Some in medicine would like to see such race-conscious bias mandated on an institutional level, particularly in regards to Covid-19, which has killed black, Hispanic, and Native American people at three times the rate as whites. These discrepancies are likely due to an array of factors, including income, housing, work, language, pre-existing conditions, access to health care, and, yes, possibly some degree of racism.

But some politicians and public health officials decided the remedy was to distribute vaccines by race.

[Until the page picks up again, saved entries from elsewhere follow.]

PR #3254, opened 2024-08-22
improve nickname dialog

r10s:
this PR improves the "Edit Name" dialog.

inspired by [this forum post](https://support.delta.chat/t/ux-for-setting-alias-name-for-contacts-is-not-obvious/3224) - indeed, there was just nothing. thanks a lot for the hints!

after some internal discussions, we went for placeholder+description. using radio buttons looks to complex for a comparable easy task, also in relation to comparable dialogs in-app and in other apps.

moreover, the PR uses the string "Edit Name" instead of "Edit" in the menu. i was thinking about renaming that even to "Nickname", however, that may be confusing on other levels,  we can always iterate.

finally, the dialog is no longer closed by one wrong tap, avoiding potential loss of typed names.

once this is merged, desktop and iOS can pick up these strings.

_before / after_

### DIFF
--- a/src/main/res/values/strings.xml
+++ b/src/main/res/values/strings.xml
@@ -268,7 +268,7 @@
     <string name="select_more">Select more</string>
     <string name="menu_edit_name">Edit Name</string>
     <!-- The placeholder will be replaced by the name the contact gave themself (if any) or by an e-mail address. -->
-    <string name="edit_name_explain">Set a local nickname to replace \"%1$s\". Leave empty to use the contact\'s chosen name.</string>
+    <string name="edit_name_explain">Set a nickname that will be displayed for you instead of \"%1$s\". Leave empty to use the contact\'s chosen name.</string>
     <!-- The placeholder will be replaced by the name the contact gave themself (if any) or by an e-mail address. -->
     <string name="edit_name_placeholder">Nickname for \"%1$s\"</string>
     <string name="menu_settings">Settings</string>
--- a/src/main/res/values/strings.xml
+++ b/src/main/res/values/strings.xml
@@ -268,7 +268,7 @@
     <string name="select_more">Select more</string>
     <string name="menu_edit_name">Edit Name</string>
     <!-- The placeholder will be replaced by the name the contact gave themself (if any) or by an e-mail address. -->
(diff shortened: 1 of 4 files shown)


src/main/res/values/strings.xml
```diff
@@ -267,6 +267,10 @@
     <string name="select_chat">Select Chat</string>
     <string name="select_more">Select more</string>
     <string name="menu_edit_name">Edit Name</string>
+    <!-- The placeholder will be replaced by the name the contact gave themself (if any) or by an e-mail address. -->
+    <string name="edit_name_explain">Set a local nickname to replace \"%1$s\". Leave empty to use the contact\'s chosen name.</string>
```
adbenitez, line 271: I think saying just "local" is not necessarily straight forward the implications for most marginal users, so emphasizing "only you will see this nickname" or something like that in some part of the text would be nice

adbenitez (approved):

src/main/res/values/strings.xml
r10s: so maybe the first attempt was better:

"Set a nickname that will be displayed for you instead of \"%1$s\". Leave empty to use the user\'s chosen name."

adbenitez: "Set a nickname that only you will see instead of "%1$s". Leave empty to use the user's chosen name."

or

"Set a nickname that will be shown to you instead of "%1$s". Leave empty to use the user's chosen name."

would be my picks but that one is fine as well, the reason I don't like it too much is that "that will be displayed for you" could be misunderstood as if the nick is for you / your nick and not the other person's

r10s: further feedback:

> "Set a nickname that only you will see instead of "%1$s". Leave empty to use the user's chosen name."
> 
> or
> 
> "Set a nickname that will be shown to you instead of "%1$s". Leave empty to use the user's chosen name."
>
> would be my picks but that one is fine as well, the reason I don't like it too much is that "that will be displayed for you" could be misunderstood as if the nick is for you / your nick and not the other person's

i went for 

> "Set a nickname that will be shown to you instead of "%1$s". Leave empty to use the contact's chosen name."

PR #3262, opened 2024-08-24
Increase account switcher hitbox

Hocuri:
The hitbox for the account switcher was only the own avatar in and the title, so when you tapped a bit too low or too high, nothing happened.

This PR changes it to be the whole title bar.

The area where you can now tap to open the account switcher but you couldn't before:

Screenshot_20240824-184814_1_1

(the slim area above and below the menu items on the very right is a bit unnecessary, but I don't know an easy way to avoid it. Before this PR, nothing happened when you tapped there, so I think it's fine)

Anyway, I find it quite a bit easier to open the account switcher now, just try it for yourself if you want :)

### DIFF
--- a/src/main/java/org/thoughtcrime/securesms/ConversationListActivity.java
+++ b/src/main/java/org/thoughtcrime/securesms/ConversationListActivity.java
@@ -182,7 +182,7 @@ public class ConversationListActivity extends PassphraseRequiredActionBarActivit
     TooltipCompat.setTooltipText(searchAction, getText(R.string.search_explain));
 
     TooltipCompat.setTooltipText(selfAvatar, getText(R.string.switch_account));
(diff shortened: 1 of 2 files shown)


adbenitez (approved):
btw, would be nice if between the search icon and the rest of the toolbar there were some neutral area/margin so when trying to tap the search icon you don't accidentally open the account switcher

Hocuri:
That does make the PR quite a bit more complex, but it's possible :)

adbenitez:
an extra LinearLayout wrapping two elements should be fine, this solution now looks more correct without any of the more potential user-visible bugs/annoyances, and in general onClick on the whole Toolbar sounds more bug-prune future-wise, so I think it is worth to go with this solution, thanks a lot! :+1:

PR #3263, opened 2024-08-24
Visual feedback when tapping the action button on messages

Hocuri:
When tapping the action button on a message (i.e. "Show  Full Message", "Start" for Webxdcs, and "Download" for big messages"), there was no immediate visual feedback so far.

Since the Full Message / Webxdc activity takes some time to open, I was always a bit unsure whether I had misclicked or whether it's loading.

So, I find it quite a bit more comfortable like this.

**Note that this also changes how the emoji and camera buttons in the message input field look when tapped.**

**I explained the reasoning for the changes in the commit messages.**

If necessary, of course it's easily possible to tweak the colors.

In April, Vermont’s Republican Governor Phill Scott announced that any resident over age 16 who identified as a black, indigenous, or a person of color would be eligible for the vaccine before white people, a decision that, according to some legal scholars, likely violated federal law. The CDC itself considered recommending that states prioritize essential workers over the elderly despite the fact that the number one risk factor for dying from Covid is age. The idea had plenty of supporters. Harold Schmidt, a professor of medical ethics and health policy at the University of Pennsylvania, told the New York Times, “Older populations are whiter. Society is structured in a way that enables them to live longer. Instead of giving additional health benefits to those who already had more of them, we can start to level the playing field a bit.”

Ultimately, the CDC did recommend prioritizing vaccines by age, but race-conscious policies go beyond Covid. In May, the Boston Review published an editorial by physicians Bram Wispelwey and Michelle Morse entitled “An Antiracist Agenda for Medicine.” In it, the doctors argue that in order to address discrepancies in health-care access and outcomes, hospitals should commit to “preferentially admitting patients historically denied access to certain forms of medical care.” That is, they should admit people to health services based on their skin color.